Top of Given entries

PR #1904, opened 2020-02-18
Speed up message handling (reduce ~8sec)

xitronix:
Additional information in trello's ticket

### DIFF
--- a/universal-login-relayer/src/core/services/execution/messages/PendingMessages.ts
+++ b/universal-login-relayer/src/core/services/execution/messages/PendingMessages.ts
@@ -26,7 +26,6 @@ export default class PendingMessages {
     }
     await this.addSignatureToPendingMessage(messageHash, message);
     const status = await this.getStatus(messageHash);
-    status.messageHash = messageHash;
     if (this.isEnoughSignatures(status)) {
       await this.onReadyToExecute(messageHash, status);
     }
--- a/universal-login-relayer/src/core/services/execution/messages/PendingMessages.ts
+++ b/universal-login-relayer/src/core/services/execution/messages/PendingMessages.ts
@@ -27,14 +27,14 @@ export default class PendingMessages {
     await this.addSignatureToPendingMessage(messageHash, message);
     const status = await this.getStatus(messageHash);
     status.messageHash = messageHash;
-    if (await this.isEnoughSignatures(messageHash)) {
-      await this.onReadyToExecute(messageHash, message);
+    if (await this.isEnoughSignatures(status)) {
+      await this.onReadyToExecute(messageHash, status);
     }
     return status;
   }
 
-  private async onReadyToExecute(messageHash: string, message: SignedMessage) {
-    await this.ensureCorrectExecution(messageHash);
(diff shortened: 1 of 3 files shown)


universal-login-relayer/src/core/services/execution/messages/PendingMessages.ts
```diff
@@ -53,14 +53,14 @@ export default class PendingMessages {
...
+  async ensureCorrectExecution(messageStatus: MessageStatus) {
+    const {required, transactionHash, totalCollected} = messageStatus;
     ensure(!transactionHash, DuplicatedExecution);
-    ensure(await this.isEnoughSignatures(messageHash), NotEnoughSignatures, required, totalCollected);
+    ensure(await this.isEnoughSignatures(messageStatus), NotEnoughSignatures, required, totalCollected);
   }
 
-  async isEnoughSignatures(messageHash: string): Promise<boolean> {
-    const {totalCollected, required} = await this.getStatus(messageHash);
+  async isEnoughSignatures(messageStatus: MessageStatus): Promise<boolean> {
```
Marik-D: No need for `async`

universal-login-relayer/src/core/services/execution/messages/PendingMessages.ts
```diff
@@ -53,14 +53,14 @@ export default class PendingMessages {
     return this.statusService.getStatus(messageHash);
   }
 
-  async ensureCorrectExecution(messageHash: string) {
-    const {required, transactionHash, totalCollected} = await this.statusService.getStatus(messageHash);
+  async ensureCorrectExecution(messageStatus: MessageStatus) {
```
Marik-D: No need for `async` (since `isEnoughSignatures` can also be sync)

universal-login-relayer/src/core/services/execution/messages/PendingMessages.ts
```diff
@@ -27,14 +27,14 @@ export default class PendingMessages {
     await this.addSignatureToPendingMessage(messageHash, message);
     const status = await this.getStatus(messageHash);
     status.messageHash = messageHash;
```
JustynaBroniszewska: Unnecessary line

rzadp: Agree, looks unnecessary.
But if it is in fact necessary, then I feel that `getStatus` should be modified to include `messageHash` in the status

rzadp:
Looks good to me as well.
Not sure about the removal of `await` before `this.server.close();` though.

universal-login-relayer/src/core/services/execution/messages/PendingMessages.ts
rzadp: Also note that this was not introduced in this PR.

JustynaBroniszewska: But still, we can remove it

JustynaBroniszewska:
```suggestion
```

PR #1906, opened 2020-02-19
Detect incognitoMode

xitronix:


universal-login-wallet/src/index.tsx
```diff
@@ -1,38 +1,41 @@
...
+  if (!params) {
     return (
       <div id="preloader">
         <img src={Logo} className="preloaderImg" />
       </div>
     );
   }
+  const {services, isIncognito} = params;
+
+  isIncognito && alert('Warning! Please do not use incognito mode.');
```
JustynaBroniszewska: Maybe we should add some information about why the user shouldn't use incognito. `Warning! Please do not use incognito mode. You can lose all your funds.`

PR #1924, opened 2020-02-24
Replace ensureNotNull with ensureNotNullish

xitronix:
Should fix missing parameter error in web3 integration also


xitronix:
image

when value is undefined

PR #1931, opened 2020-02-25
Update ErrorMessage styles

JustCaptcha:


JustCaptcha:
image
Don't look to the background. When ErrorMessaged wrapped with ModalWrapper, it'll be ok.

universal-login-react/src/App.tsx
```diff
@@ -221,6 +222,10 @@ export const App = () => {
                   }
                 }}>
               </Route>
+              <Route
+                exact path="/errorMessage"
+                render={() => <ErrorMessage/>}
+              ></Route>
```
JustynaBroniszewska: It can be:
```ts
<Route
                exact path="/errorMessage"
                render={() => <ErrorMessage/>}
              />
```

JustCaptcha:
Legacy
image

UniLogin
image

Jarvis
image

PR #1947, opened 2020-02-28
Display only up to 9 decimal places of cryptocurrency

JustCaptcha:


universal-login-react/src/core/utils/formatCrypto.ts
```diff
@@ -0,0 +1,3 @@
+export const formatCrypto = (crypto: string, places: number) => {
+  return parseFloat(crypto).toFixed(places).toString();
```
xitronix: crypto: utils.BigNumberish
return utils.formatUnits(utils.bigNumberify(value.toString()), number)

JustynaBroniszewska: Add test for it!!!!

universal-login-react/src/core/utils/formatCryptoBalance.ts
```diff
@@ -0,0 +1,6 @@
+import {utils} from 'ethers';
+
+export const formatCryptoBalance = (crypto: string, places: number) => {
+  const base = utils.bigNumberify(10).pow(places);
+  return utils.formatEther(utils.bigNumberify(utils.parseEther(crypto)).div(base).mul(base));
```
xitronix:
```suggestion
  return utils.formatEther(utils.parseEther(crypto).div(base).mul(base));
```

PR #1964, opened 2020-03-04
Ignore random Infura message

JustynaBroniszewska:


universal-login-web3/src/services/UIController.ts
```diff
@@ -65,6 +65,9 @@ export class UIController {
   }
 
   showError(errorMessage?: string) {
```
xitronix: Should we ignore it? Maybe we should resend requsest in this case or at least console this error?

PR #1970, opened 2020-03-04
Introduce normalizeUpstream in ULIFrameProvider

JustynaBroniszewska:


universal-login-provider/src/ULIFrameProvider.ts
```diff
@@ -103,28 +104,17 @@ export class ULIFrameProvider {
   static create(network: Network, config = DEFAULT_CONFIG) {
     return new ULIFrameProvider({
       enablePicker: false,
-      network: network.toString() as Network,
+      ...normalizeUpstream(network),
```
Marik-D:
```suggestion
            network: network.toString() as Network,	
```

PR #1988, opened 2020-03-06
Make web3 package public

JustynaBroniszewska:


JustynaBroniszewska:
Let's leave it private for now

PR #1991, opened 2020-03-09
Enable connecting to unitest.eth

JustynaBroniszewska:


universal-login-react/src/app/filterENSDomains.ts
```diff
@@ -0,0 +1,11 @@
+import {parseDomain} from '@unilogin/commons';
+
+const DEPRECATED_DOMAINS = ['unitest.eth'];
```
xitronix: Suggestion: CREATION_NOT_SUPPORTED_DOMAINS, CREATE_DEPRECATED_DOMAINS??

universal-login-react/src/app/filterENSDomains.ts
```diff
@@ -0,0 +1,11 @@
...
+
+export const filterENSDomains = (domains: string[]) => domains.filter((domain) => !DEPRECATED_DOMAINS.includes(domain));
```
xitronix: We don't use it

PR #2005, opened 2020-03-12
Update ULWeb3Provider initialization

xitronix:


universal-login-web3/src/ULWeb3Provider.ts
```diff
@@ -90,27 +90,23 @@ export class ULWeb3Provider implements Provider {
       walletService: this.walletService,
       uiController: this.uiController,
     });
-
-    if (this.browserChecker.isLocalStorageBlocked()) {
-      this.uiController.showLocalStorageWarning();
-    } else {
-      this.walletService.loadFromStorage();
-    }
```
JustynaBroniszewska: what will happen if we already have deployed wallet?

Marik-D:
### Feedback regarding general ULWeb3Provider initialization logic:

1. https://github.com/UniLogin/UniLogin/pull/2005/files#diff-3057f6bebc8dde3f4fb1348ec84c519fR95
This has a race condition. Since is setting `initialized = true` is only done at the end nothing prevents SDK from being initialized twice. I suggest using `Lazy<T>` to handle this.

2. https://github.com/UniLogin/UniLogin/pull/2005/files#diff-3057f6bebc8dde3f4fb1348ec84c519fR233 Another similar race condition here 

3. https://github.com/UniLogin/UniLogin/pull/2005/files#diff-3057f6bebc8dde3f4fb1348ec84c519fR108 If we skip initialization because of blocked local storage, this wont stop the flow, even tho it should. We should handle this somehow 

4. https://github.com/UniLogin/UniLogin/pull/2005/files#diff-3057f6bebc8dde3f4fb1348ec84c519fR103
This is duplicated here and in `UIController`. I suggest just creating a single property in `ULWeb3Provider` and passing it in to `UIController`:

5. https://github.com/UniLogin/UniLogin/pull/2005/files#diff-3057f6bebc8dde3f4fb1348ec84c519fR109
This is probably not needed since wallet initialization is already handled in specific RPC handler methods. Likewise, `methodsRequiringAccount` wont be required also. 

6.  https://github.com/UniLogin/UniLogin/pull/2005/files#diff-3057f6bebc8dde3f4fb1348ec84c519fL152
I suggest renaming this to `ul_stop` to prevent confusion with connecting/disconnection to UniLogin wallet with another key.

7. https://github.com/UniLogin/UniLogin/pull/2005/files#diff-3057f6bebc8dde3f4fb1348ec84c519fR228
This method is not used and should be removed.

8. https://github.com/UniLogin/UniLogin/pull/2005/files#diff-3057f6bebc8dde3f4fb1348ec84c519fR133
Logic here should be different: `eth_accounts` shouldn't trigger the onboarding if the user doesn't have a wallet yet and just return `[]`. `eth_requestAccounts` should trigger the onboarding, wait, and then return an array with users new contract address.

universal-login-commons/test/core/utils/InitializationHandler.unit.test.ts
```diff
@@ -0,0 +1,110 @@
+import chai, {expect} from 'chai';
+import sinon from 'sinon';
+import sinonChai from 'sinon-chai';
+import {InitializationHandler} from '../../../src/core/utils/InitializationHandler';
+
+chai.use(sinonChai);
+
+describe('UNIT: InitializationHandler', () => {
+  describe('sync', () => {
+    const initialize = sinon.stub();
```
Marik-D: Make those into a promises that resolve after some time (like 10 ms) to test for race conditions

universal-login-web3/src/ULWeb3Provider.ts
```diff
@@ -47,7 +47,7 @@ export class ULWeb3Provider implements Provider {
 
   readonly isLoggedIn: Property<boolean>;
   readonly isUiVisible: Property<boolean>;
-  readonly hasNotifications: Property<boolean>;
+  readonly hasNotifications: Property<boolean>;;
```
Marik-D:
```suggestion
  readonly hasNotifications: Property<boolean>;
```

universal-login-commons/src/core/utils/InitializationHandler.ts
```diff
@@ -0,0 +1,39 @@
...
+};
+
+export class InitializationHandler<T, B> {
+  private state: State<T, B> = {
+    kind: 'Finalized',
+    value: undefined,
+  };
+
+  constructor(
+    private _initialize: () => T,
```
Marik-D: Do we use the pattern with underscores anywhere else in the project?

universal-login-web3/src/ULWeb3Provider.ts
```diff
@@ -90,27 +90,26 @@ export class ULWeb3Provider implements Provider {
...
-      this.uiController.showLocalStorageWarning();
-    } else {
-      this.walletService.loadFromStorage();
-    }
+  init() {
+    return this.initHandler.initialize();
   }
 
-  async init() {
+  private async _init() {
```
Marik-D: Do we use the pattern with underscores anywhere else in the project?

universal-login-web3/src/ULWeb3Provider.ts
```diff
@@ -238,12 +234,15 @@ export class ULWeb3Provider implements Provider {
   }
 
   finalizeAndStop() {
+    return this.initHandler.finalize();
+  }
+
+  private _finalizeAndStop() {
```
Marik-D: Do we use the pattern with underscores anywhere else in the project?

universal-login-commons/src/core/utils/InitializationHandler.ts
```diff
@@ -0,0 +1,39 @@
+type State<T, B> = {
+  kind: 'Initialized';
+  value: T;
+} | {
+  kind: 'Finalized';
```
Marik-D: Rename to stop

universal-login-commons/src/core/utils/InitializationHandler.ts
```diff
@@ -0,0 +1,39 @@
+type State<T, B> = {
+  kind: 'Initialized';
```
Marik-D: I think names `InitializED` and `FinalizED` are a bit misleading because they imply that the process is already completed which might not be the case

universal-login-commons/src/core/utils/InitializationHandler.ts
```diff
@@ -0,0 +1,39 @@
...
+  value: T;
+} | {
+  kind: 'Finalized';
+  value: B | undefined;
+};
+
+export class InitializationHandler<T, B> {
```
Marik-D: What happens if you call `initialize` and then immediately call `finalize` while the initialization hasn't completed yet?

universal-login-commons/src/core/utils/InitializationHandler.ts
```diff
@@ -0,0 +1,68 @@
...
+        });
+      } else {
+        this.state = {kind: 'Finalized', value};
+      }
+    }
+    return this.state.value;
+  }
+}
+
+const isPromise = (value: unknown) => value && !!(value as any).then;
```
Marik-D:
```suggestion
const isPromise = (value: unknown): value is Promise<any> => value && !!(value as any).then;
```
This tells typescript that this function check for value to be a promise. It will also update the types if you use this in an if statement.

universal-login-commons/src/core/utils/InitializationHandler.ts
```diff
@@ -0,0 +1,68 @@
+type State<T, B> = {
+  kind: 'None';
+} | {
+  kind: 'Initializing';
+  value: T | Promise<T>;
```
Marik-D: this should probably only be a promise

universal-login-commons/src/core/utils/InitializationHandler.ts
```diff
@@ -0,0 +1,68 @@
...
+} | {
+  kind: 'Initialized';
+  value: T | Promise<T>;
+} | {
+  kind: 'Finalizing';
+  value: B | Promise<B>;
```
Marik-D: this should also only be a promise

universal-login-commons/src/core/utils/InitializationHandler.ts
```diff
@@ -0,0 +1,56 @@
+type State<T, B> = {
+  kind: 'None';
+} | {
+  kind: 'Initializing';
+  value: Promise<T>;
+} | {
+  kind: 'Initialized';
+  value: Promise<T>;
```
Marik-D:
```suggestion
  value: T;
```
we have already awaited the value at this point

universal-login-commons/src/core/utils/InitializationHandler.ts
```diff
@@ -0,0 +1,56 @@
...
+} | {
+  kind: 'Finalizing';
+  value: Promise<B>;
+} | {
+  kind: 'Finalized';
+  value: Promise<B>;
```
Marik-D:
```suggestion
  value: B;
```

universal-login-web3/src/ULWeb3Provider.ts
```diff
@@ -238,12 +234,16 @@ export class ULWeb3Provider implements Provider {
...
+    this.walletService.stateProperty.set({kind: 'None'});
```
Marik-D: Is this needed?

Also setting the state property directly kinda breaks encapsulation. We should make the setter private so only `WalletService` can mutate it's state.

Bottom of Given entries

▶ Try it: The answer must consist of every line above that holds the string "https", copied exactly.

▶ Result of this exercise:
1. https://github.com/UniLogin/UniLogin/pull/2005/files#diff-3057f6bebc8dde3f4fb1348ec84c519fR95
2. https://github.com/UniLogin/UniLogin/pull/2005/files#diff-3057f6bebc8dde3f4fb1348ec84c519fR233 Another similar race condition here 
3. https://github.com/UniLogin/UniLogin/pull/2005/files#diff-3057f6bebc8dde3f4fb1348ec84c519fR108 If we skip initialization because of blocked local storage, this wont stop the flow, even tho it should. We should handle this somehow 
4. https://github.com/UniLogin/UniLogin/pull/2005/files#diff-3057f6bebc8dde3f4fb1348ec84c519fR103
5. https://github.com/UniLogin/UniLogin/pull/2005/files#diff-3057f6bebc8dde3f4fb1348ec84c519fR109
6.  https://github.com/UniLogin/UniLogin/pull/2005/files#diff-3057f6bebc8dde3f4fb1348ec84c519fL152
7. https://github.com/UniLogin/UniLogin/pull/2005/files#diff-3057f6bebc8dde3f4fb1348ec84c519fR228
8. https://github.com/UniLogin/UniLogin/pull/2005/files#diff-3057f6bebc8dde3f4fb1348ec84c519fR133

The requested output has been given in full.